→ **Work order**: Extract, from the records beneath this instruction, each line that contains the word "declarations".

= = = = =

PR #184, opened 2016-11-10
Use cppnetlib to implement HTTP server

tribal-tec:
The previous implementation has no support for multiple clients as requests
from different clients are de-multiplexed onto one stream socket.

cppnetlib implements this feature and maybe others which we don't handle now
as well. From past experience with RESTBridge, this seems the best approach
for now.


tests/http/server.cpp
```diff
@@ -9,34 +9,79 @@
...
 {
+namespace http = boost::network::http;
+// default client from cppnetlib is asynchronous, not handy for tests
+using HTTPClient =
+    http::basic_client< http::tags::http_default_8bit_tcp_resolve, 1, 1 >;
+
+using ServerReponse = http::basic_response<http::tags::http_server>;
+HTTPClient::response _buildResponse( const std::string& body = std::string( ))
+{
+    HTTPClient::response response;
```
favreau: It seems that you have Cors Headers implemented several times with the same values (_buildResponse, _buildError and _addCorsHeaders). Any chance this could be put in a single place?

zeroeq/http/httpHandler.h
```diff
@@ -0,0 +1,151 @@
...
+#include <string>
+#include <zmq.h>
+
+namespace zeroeq
+{
+namespace http
+{
+
+class HTTPHandler;
+typedef boost::network::http::server< HTTPHandler > HTTPServer;
```
rdumusc: cppnetlib server has the same HTTP* prefix as the locally defined classes - removing the HTTP prefix from local classes, or renaming this typedef, could help avoid any confusion

zeroeq/http/httpHandler.h
```diff
@@ -0,0 +1,151 @@
...
+        HTTPServer::response_header contentType;
+        contentType.name = "Content-Type";
+        contentType.value = "application/json";
+
+        response.headers.push_back( contentLength );
+        response.headers.push_back( contentType );
+        _addCorsHeaders( response );
+    }
+
+    void log( const HTTPServer::string_type& )
```
rdumusc: OK, could you add a small comment in the code saying so for future readers?

PR #188, opened 2016-12-09
Support custom HTTP URL endpoint for handled Serializables, expose hyphenated URLs for CamelCase event names

tribal-tec:
Use case:

1. Proper support for registering the "stream-to" endpoint for Deflect streaming in brayns by reusing the same serializable from Lexis, but with a different name that in the end shows up in the python notebooks.
2. The hyphenated URL is used as the method/object name in python instead of the generated typename from the schema.

I wasn't sure of creating (another!) overload for handle/handlePUT/handleGET with the customizable event name or what I did now with the default parameter to not break the API. Let me know what you prefer.

### DIFF
--- a/zeroeq/http/server.cpp
+++ b/zeroeq/http/server.cpp
@@ -22,10 +22,21 @@
 
 namespace
 {
-std::string _toLower( std::string value )
+// Transform camelCase to hyphenated-notation, e.g.
+// lexis/render/LookOut -> lexis/render/look-out
+// Inspiration: https://gist.github.com/rodamber/2558e25d4d8f6b9f2ffdf7bd49471340
+std::string _camelCaseToHyphenated( std::string camelCase )
 {
-    std::transform( value.begin(), value.end(), value.begin(), ::tolower );
-    return value;
+    std::string str( 1, tolower(camelCase[0]) );
+    for( auto it = camelCase.begin() + 1; it != camelCase.end(); ++it )
+    {
+        if( isupper(*it) && *(it-1) != '-' && islower(*(it-1)))
+            str += "-";
+        str += *it;
+    }
+
+    std::transform( str.begin(), str.end(), str.begin(), ::tolower );
+    return str;
 }
 
 // http://stackoverflow.com/questions/5343190
@@ -42,9 +53,9 @@ std::string _replaceAll( std::string subject, const std::string& search,
 }
 
 // convert name to lowercase with '/' separators instead of '::'
-void _convertEventName( std::string& event )
+void _convertEndpointName( std::string& endpoint )
 {
-    event = _toLower( _replaceAll( event, "::", "/" ));
+    endpoint = _camelCaseToHyphenated( _replaceAll( endpoint, "::", "/" ));
 }
 
 const std::string REQUEST_REGISTRY = "registry";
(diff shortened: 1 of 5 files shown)


zeroeq/http/server.h
```diff
@@ -93,9 +93,17 @@ class Server : public zeroeq::Receiver
...
     /** @name Object registration for PUT and GET requests */
     //@{
-    /** Handle PUT and GET for the given object. */
-    bool handle( servus::Serializable& object )
-        { return handlePUT( object ) && handleGET( object );}
+    /**
+     * Handle PUT and GET for the given object.
+     *
+     * @param object the object to update and serve on receive()
+     * @param event uses this as the URL endpoint instead of the default
```
rdumusc: should be 'use', not 'uses'. I also don't find 'event' very clear, but I don't know have a good suggestion. maybe 'address' or something like 'httpPath'?

zeroeq/http/server.cpp
```diff
@@ -129,12 +140,13 @@ class Server::Impl : public detail::Sender
         return foundPUT || foundGET;
     }
 
-    bool handlePUT( servus::Serializable& serializable )
+    bool handlePUT( servus::Serializable& serializable,
+                    const std::string& event )
```
eile: s/event/endpoint/

zeroeq/http/server.cpp
```diff
@@ -160,11 +172,12 @@ class Server::Impl : public detail::Sender
...
     {
         const auto func = [&serializable] { return serializable.toJSON(); };
-        return handleGET( serializable.getTypeName(), serializable.getSchema(),
-                          func );
+        return handleGET( event.empty() ? serializable.getTypeName() : event,
+                          serializable.getSchema(), func );
     }
 
     bool handleGET( std::string event, const std::string& schema,
```
eile: endpoint

zeroeq/http/server.h
```diff
@@ -114,9 +122,12 @@ class Server : public zeroeq::Receiver
      * The subscribed object instance has to be valid until removePUT().
      *
      * @param object the object to update on receive()
+     * @param event uses this as the URL endpoint instead of the default
+     *              servus::Serializable::getTypeName()
      * @return true if subscription was successful, false otherwise
      */
-    ZEROEQHTTP_API bool handlePUT( servus::Serializable& object );
+    ZEROEQHTTP_API bool handlePUT( servus::Serializable& object,
+                                   const std::string& event = std::string( ));
```
eile: overloads with (endpoint, object)

tribal-tec:
Updated

zeroeq/http/server.h
```diff
@@ -176,37 +199,46 @@ class Server : public zeroeq::Receiver
...
 
     /**
-     * Subscribe an event to serve HTTP GET requests.
+     * @overload
+     * @param object the object to serve during receive()
+     * @param endpoint use this as the URL endpoint instead of the default
+     *                 servus::Serializable::getTypeName()
+     */
+    ZEROEQHTTP_API bool handleGET( const std::string& endpoint,
+                                   servus::Serializable& object );
```
eile: const ..& object?

tribal-tec: Done

PR #189, opened 2016-12-15
Fix missing/wrong HTTP server socket notifications

tribal-tec:


zeroeq/receiver.cpp
```diff
@@ -96,51 +96,71 @@ class Receiver
...
-        case 0: // timeout; no events signaled during poll
-            return false;
+            switch( zmq_poll( sockets.data(), int( sockets.size( )),
+                              timeout == TIMEOUT_INDEFINITE ? -1 : timeout ))
+            {
+            case -1: // error
+                ZEROEQTHROW( std::runtime_error( std::string( "Poll error: " ) +
+                                                 zmq_strerror( zmq_errno( ))));
+            case 0: // timeout; no events signaled during poll
+                return haveData;
```
rdumusc: following the life of this variable was not easy but I think you got it quite right. However I still wonder if it can actually happen that the zmq_poll() gives a timeout even though we know that one of the socket still has data (i.e. haveData==true). And then, if this does occur, shouldn't we throw a runtime error instead or returning true? Otherwise we leave the socket in an undefined state like before this PR (i.e. we haven't read everything as the edge-triggered contract implies), correct?

CMakeLists.txt
```diff
@@ -9,7 +9,20 @@ list(APPEND CMAKE_MODULE_PATH ${PROJECT_SOURCE_DIR}/CMake
                               ${CMAKE_SOURCE_DIR}/CMake/common)
 include(GitExternal)
 
-set(ZEROEQ_DEB_DEPENDS libboost-test-dev libzmq3-dev)
+set(ZEROEQ_DEB_DEPENDS
+    libboost-test-dev
+    libzmq3-dev
+    # cppnetlib dependencies
```
rdumusc: Thanks for the addition! Not 2 spaces for indentation?

zeroeq/receiver.cpp
tribal-tec: zmq_poll() only returns 0 if there is no more data. As only the first call uses a timeout (any subsequent call has timeout == 0), it's guaranteed to not miss any data and we have to return true/false if we had data or not. Not sure that clears it up or if I got you right.

zeroeq/receiver.cpp
```diff
@@ -96,51 +96,71 @@ class Receiver
...
-        switch( zmq_poll( sockets.data(), int( sockets.size( )),
-                          timeout == TIMEOUT_INDEFINITE ? -1 : timeout ))
-        {
-        case -1: // error
-            ZEROEQTHROW( std::runtime_error( std::string( "Poll error: " ) +
-                                             zmq_strerror( zmq_errno( ))));
-        case 0: // timeout; no events signaled during poll
-            return false;
+            switch( zmq_poll( sockets.data(), int( sockets.size( )),
+                              timeout == TIMEOUT_INDEFINITE ? -1 : timeout ))
```
tribal-tec: Good point. Done

CMakeLists.txt
tribal-tec: Done

zeroeq/receiver.cpp
rdumusc: Not entirely sure too. What I was trying to determine is if 'case 0' can ever happen after the first call. It seems to me that since we only do another zmq_poll if(socket.revents & ZMQ_POLLIN), then the poll can't possibly return 0 in that case and that if it does, then that is a unexpected beahviour, not a regular return true.

PR #200, opened 2017-02-10
Feature spec: HTTP Server extension for generic REST interfaces

rdumusc:
I've tried to gather the requirements that we identified during our work on Tide html interface and propose an implementation. See formatted version [here](https://github.com/rdumusc/ZeroEQ/blob/7dd876345daca10e4c93fc5aa4de4aaf2285a433/doc/feature/httpServerREST.md).

For those interested, some more thoughts about ZeroEQ / REST in [this internal document](https://bbpteam.epfl.ch/project/spaces/display/~dumusc/ZeroEQ+REST). It is not include here as it does not fit the feature spec format.

### DIFF
--- a/doc/feature/httpServerREST.md
+++ b/doc/feature/httpServerREST.md
@@ -18,10 +18,12 @@ it usable as a general-purpose REST interface.
 
 None, cppnetlib 0.13 already offers the required functionality.
 
+# Proposition #1
+
 ## API
 
-To fullfill the abovementioned requirements with minimal API changes, we propose
-a generic interface as follows:
+To fullfill the requirements with minimal API changes, we propose a generic
+interface as follows:
 
     namespace zeroeq
     {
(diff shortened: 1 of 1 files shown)


rdumusc:
@ppodhajski FYI, can't add you to the list of reviewers (?)

eile:
@rdumusc : @ppodhajski was not part of this org. Invitation sent.

ppodhajski:
Stefam, I think you invited me again to BlueBrain instead of HBPVIS.


2017-02-12 14:59 GMT+01:00 Stefan Eilemann <notifications@github.com>:

eile:
Nope:
screen shot 2017-02-13 at 16 06 48

doc/feature/httpServerREST.md
```diff
@@ -0,0 +1,161 @@
...
+        std::string payload;
+        std::map<Header, std::string> headers;
+    };
+
+    /** HTTP REST callback with payload, returning a Response future. */
+    using RESTFunc = std::function<std::future<Response>(const std::string&)>;
+
+    /** HTTP REST callback with path + payload, returning a Response future. */
+    using RESTPathFunc = std::function<std::future<Response>(const std::string&,
+                                                             const std::string&)>;
```
hernando: As I understand it with this declarations you are leaving to the client the responsibility of implementing the asynchronous handling of requests.  If a client creates the future with std::async(std::deferred, ...) then the request is not handled asynchronously any more.
Is this deliberate for good reasons? Couldn't we hide the threading in the server internals?
If the server implementation is responsible of calling get in the future, I no good reason to require these function to return a future. The server could wrap in internally in the same way you've done in the first example.

doc/feature/httpServerREST.md
```diff
@@ -0,0 +1,161 @@
...
+        Code code = Code::OK;
+        std::string contentType;
+        std::string payload;
+        std::map<Header, std::string> headers;
+    };
+
+    /** HTTP REST callback with payload, returning a Response future. */
+    using RESTFunc = std::function<std::future<Response>(const std::string&)>;
+
+    /** HTTP REST callback with path + payload, returning a Response future. */
```
hernando: Explain better the parameters, it's not clear until the example.

doc/feature/httpServerREST.md
```diff
@@ -0,0 +1,161 @@
...
+};
+
+## Issues
+
+### 1: How many threads should the cppnetlib server use?
+
+_Resolution: Open:_ The server thread pool consists of a single thread by
+default. Using more threads may improve performance by accepting multiple
+concurrent requests but would require changes in the zeroeq inproc signaling
+mechanism.
```
hernando: As I see it, the point of using futures is that the cppnetlib pool can remain with 1 thread, the asynchronicity being provided by additional threads (in the current form of this specification, created by the user), but maybe I'm missing a detail here.

doc/feature/httpServerREST.md
```diff
@@ -0,0 +1,161 @@
...
+* Single endpoint for collections (e.g. windows/, files/, neurons/, etc. )
+* Allow filtering operations on collections (windows/selected, files?limit=10)
+
+## Dependency Changes
+
+None, cppnetlib 0.13 already offers the required functionality.
+
+## API
+
+To fullfill the abovementioned requirements with minimal API changes, we propose
```
rdumusc: Haha you guessed right, I'll reword this then

doc/feature/httpServerREST.md
```diff
@@ -0,0 +1,161 @@
...
+a generic interface as follows:
+
+    namespace zeroeq
+    {
+    namespace http
+    {
+    enum class Verb { GET, POST, PUT, PATCH, DELETE };
```
rdumusc: True, but I must say that after using both for a while I still find that upper-case for constants/enum makes the code easier to read. That's just a detail though.

doc/feature/httpServerREST.md
rdumusc: yes, will do

doc/feature/httpServerREST.md
rdumusc: Correct, the first idea was to add the possibility for the user to delay the response to a request without touching too much the server implementation. But what you suggest is also valid: the callback function(s) could be called directly from the cppnetlib thread(s), since it/they block on response.get() anyway. That might even make the API simpler.

eile:
I vote for option 1:
* It is simpler
* It has a clear separation of responsibities (App threading is managed by app if needed, allows for any model the app wants)
* Multithreading cppnetlib can still be done (with one single queue cppnetlib-main)

hernando:
Option 1 is deferring the problem for later and makes the code more verbose for the client in any situation, even if you don't care about asynchronous requests, which I'm not sure is necessarily better. But I wont' oppose that resolution.

eile:
Which problem is deferred to later?

eile:
For synchronous request we can have syntactic sugar to wrap the function result in a ready future, which we'll have for the legacy API anyhow.

hernando:
It defers the threading, despite cppnetlib already has it's own solution and the implementation will need to change anyway, but not a big deal.

I thought that has come to my mind is that something that needs to be verified for an efficient implementation to work with a single cppnetlib thread is whether it's possible to wait on multiple futures and file descriptors and the same time. This may be easier to implement if the implementation doesn't have to deal with std::futures but can use whatever synchronization mechanisms cppnetlib provides, which is only possible with option 2.

rdumusc:
So based on offline discussion, I am merging this proposition as it is. Unless there are more comments, we will use the first proposition as a base for doing the implementation.

PR #202, opened 2017-03-06
Switch to official cppnetlib

eile:


rdumusc:
Yeah! Good news!

.gitmodules
```diff
@@ -1,4 +1,4 @@
 [submodule "cppnetlib"]
 	path = cppnetlib
-	url = https://github.com/BlueBrain/cpp-netlib
+	url = https://github.com/cpp-netlib/cpp-netlib
 	branch = 0.13-release
```
tribal-tec: master branch?

tribal-tec:
missing rebase

.gitmodules
eile: Sure?

rdumusc: I'm not sure, branch 0.13-release has your latest fixes for ICC that master does not have:
https://github.com/cpp-netlib/cpp-netlib/commits/0.13-release
https://github.com/cpp-netlib/cpp-netlib/commits/master
actually why not use an exact sha1? Using a development branch might break the build at any time.

PR #203, opened 2017-03-10
Implementation: HTTP Server extension for generic REST interfaces 

ppodhajski:


doc/Changelog.md
```diff
@@ -4,13 +4,13 @@
 
 * [203](https://github.com/HBPVIS/ZeroEQ/pull/203):
   HTTP server extension for generic REST interfaces.
-  A client can now:
+  Users can now:
     * use all standard HTTP verbs: GET, POST, PUT, PATCH, DELETE.
     * set a response header, including content type.
     * set a custom response payload for all action verbs.
-    * return a future and and avoid blocking of the main thread.
+    * return an std::future to avoid blocking the main thread.
```
eile: * use a std::future

eile: scratch that.

doc/Changelog.md
```diff
@@ -4,13 +4,13 @@
...
     * register a single endpoint for collections.
-    * filter collections using a query string with a GET request
+    * filter collections using a query string with GET requests.
```
eile: Style: no '.' at the end (most items are like that)

zeroeq/http/helpers.h
```diff
@@ -0,0 +1,27 @@
...
+{
+
+/** @return ready future wrapping the value passed. */
+template<typename T>
+std::future<T> make_ready_future( const T value )
+{
+    std::promise<T> promise;
+    promise.set_value( value );
+    return promise.get_future();
+}
```
eile: I feel somewhat strongly about not having this as part of the zeroeq API. It does not belong here, but to lunchbox/extra. I hid it on purpose in my CR for that reason, until we figure the above out.

rdumusc: Yes, it is missing from the standard. It could go to this future Extra project above ZeroEQ at some point, but now I see two solutions:
- make this header private like you had it and let users figure out how to make a ready Response.
- new alternative: keep the header public but change the function to:
std::future<Response> make_ready_response(...);
forwarding the arguments to the Response constructor, as that is the only use case for this helper. I think this would be quite nice to use!

eile: I'm fine with both.

kaabimg: You can avoid copy :
`
template <typename T>
std::future<T> make_ready_future(T&& value)
{
    std::promise<T> promise;
    promise.set_value(std::forward<T>(value));
    return promise.get_future();
}
`

zeroeq/http/response.h
```diff
@@ -0,0 +1,136 @@
...
+enum class Header
+{
+    LOCATION,
+    RETRY_AFTER,
+    LAST_MODIFIED,
+    CONTENT_TYPE
+};
+
+/** HTTP codes to be used in a Response. */
+enum Code
```
eile: enum class

zeroeq/http/helpers.h
rdumusc: @kaabimg you're perfectly right, this was an oversight. The new make_ready_response() function will correctly forward the arguments to the Response constructor.

zeroeq/http/response.h
rdumusc: I have a last-minute doubt about this. It felt somehow convenient (at least for the Tide unit tests) to have response.code directly comparable with integer values (200, 404) instead of having to use their enum name because many of those codes are well-known. What do you think?

rdumusc:
restest this please

PR #206, opened 2017-05-10
clang-format

eile:

PR #207, opened 2017-05-10
Cleanup type declarations to be symmetric with other function definitions.

eile:


eile:
6bdb3f9 is in #206. Will rebase once merged.

zeroeq/http/types.h
```diff
@@ -0,0 +1,38 @@
+
+/* Copyright (c) 2017, Human Brain Project
+ *                     Stefan.Eilemann@epfl.ch
+ */
+
+#pragma once
+
+#include <zeroeq/types.h>
```
rdumusc: not used?

eile:
Yes, we had discussed:
* the function typedefs for subscriber did not follow the same pattern
* I feel that one file, one type should be a rule with the exceptions of typedefs in types.h

Imo the only alternative would be making this sub-types of the class, which is done in other places.

eile:
Ping

zeroeq/http/types.h
eile: Is used, at least for some basic types like uint128_t

PR #208, opened 2017-05-12
Zeroconf announce for http::Server

eile:


zeroeq/http/server.cpp
```diff
@@ -176,6 +176,25 @@ class Server::Impl : public detail::Sender
...
+        const servus::Servus::Result& result =
+            _service.announce(uri.getPort(), getAddress());
+
+        if (!result)
+        {
+            ZEROEQTHROW(std::runtime_error("Zeroconf announce failed: " +
+                                           result.getString()));
+        }
+
         if (uri_.getHost() != uri.getHost() || uri_.getPort() == 0)
```
tribal-tec: this should be printed independently of the servus stuff

zeroeq/http/server.cpp
```diff
@@ -78,6 +80,7 @@ std::string _convertEndpointName(const std::string& endpoint)
 const std::string JSON_TYPE = "application/json";
 const std::string REQUEST_REGISTRY = "registry";
 const std::string REQUEST_SCHEMA = "schema";
+const std::string HTTP_SERVER_SERVICE = "_http._tcp";
```
tribal-tec: _zeroeqhttp._tcp? otherwise it looks very generic.

tribal-tec: Also, add some documentation in the header of the class that this features exists.

eile: I on purpose used the generic service for HTTP servers.

tribal-tec: Ah ok. Then mention it for future reference :)

zeroeq/http/server.cpp
eile: It is, unless Zeroconf announcement fails in which case the ctor throws anyways.

zeroeq/http/server.cpp
eile: doc added

zeroeq/http/server.cpp
eile: Correction, it isn't. Fixing.

eile: done

tribal-tec:
+1 for me. @hernando also should a have look

zeroeq/http/server.cpp
```diff
@@ -179,6 +179,25 @@ class Server::Impl : public detail::Sender
...
+        if (!_session.empty())
+            _service.set(KEY_SESSION, _session);
+
+        const servus::Servus::Result& result =
+            _service.announce(uri.getPort(), getAddress());
+
+        if (!result)
+        {
+            ZEROEQTHROW(std::runtime_error("Zeroconf announce failed: " +
+                                           result.getString()));
```
hernando: Do you really want to throw if the announcement fails?

eile: Since this is C&P from the Publisher, I guess so?

eile:
> Explain a bit more the motivation in the commit message.

Done

PR #210, opened 2017-05-24
http Server: fix handling of CORS preflight requests

rdumusc:


zeroeq/http/requestHandler.h
```diff
@@ -20,15 +21,31 @@ namespace http
 class RequestHandler;
 typedef boost::network::http::server<RequestHandler> HTTPServer;
 
+// HTTP headers for CORS responses
+enum class CorsResponseHeader
+{
+    ACCESS_CONTROL_ALLOW_HEADERS,
```
tribal-tec: lower-case and not prefix as this is an enum class?

rdumusc: there is no prefix, the header is this long ("Access-Control-Allow-Headers"). You're probably right about lower-case, although personally I still find upper-case more readable... since enum class Header in response.h also use upper case that makes it consistent.. but I can change it, no problem ;-)

PR #212, opened 2017-05-24
Fix build with clang 3.5 (Apple LLVM 6.0)

rdumusc:
However the http-server tests fail on my mac, I haven't been able to figure out why:

libc++abi.dylib: terminating with uncaught exception of type std::__1::bad_function_call: std::exception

= = = = =

→ **Response area**:
hernando: As I understand it with this declarations you are leaving to the client the responsibility of implementing the asynchronous handling of requests.  If a client creates the future with std::async(std::deferred, ...) then the request is not handled asynchronously any more.
Cleanup type declarations to be symmetric with other function definitions.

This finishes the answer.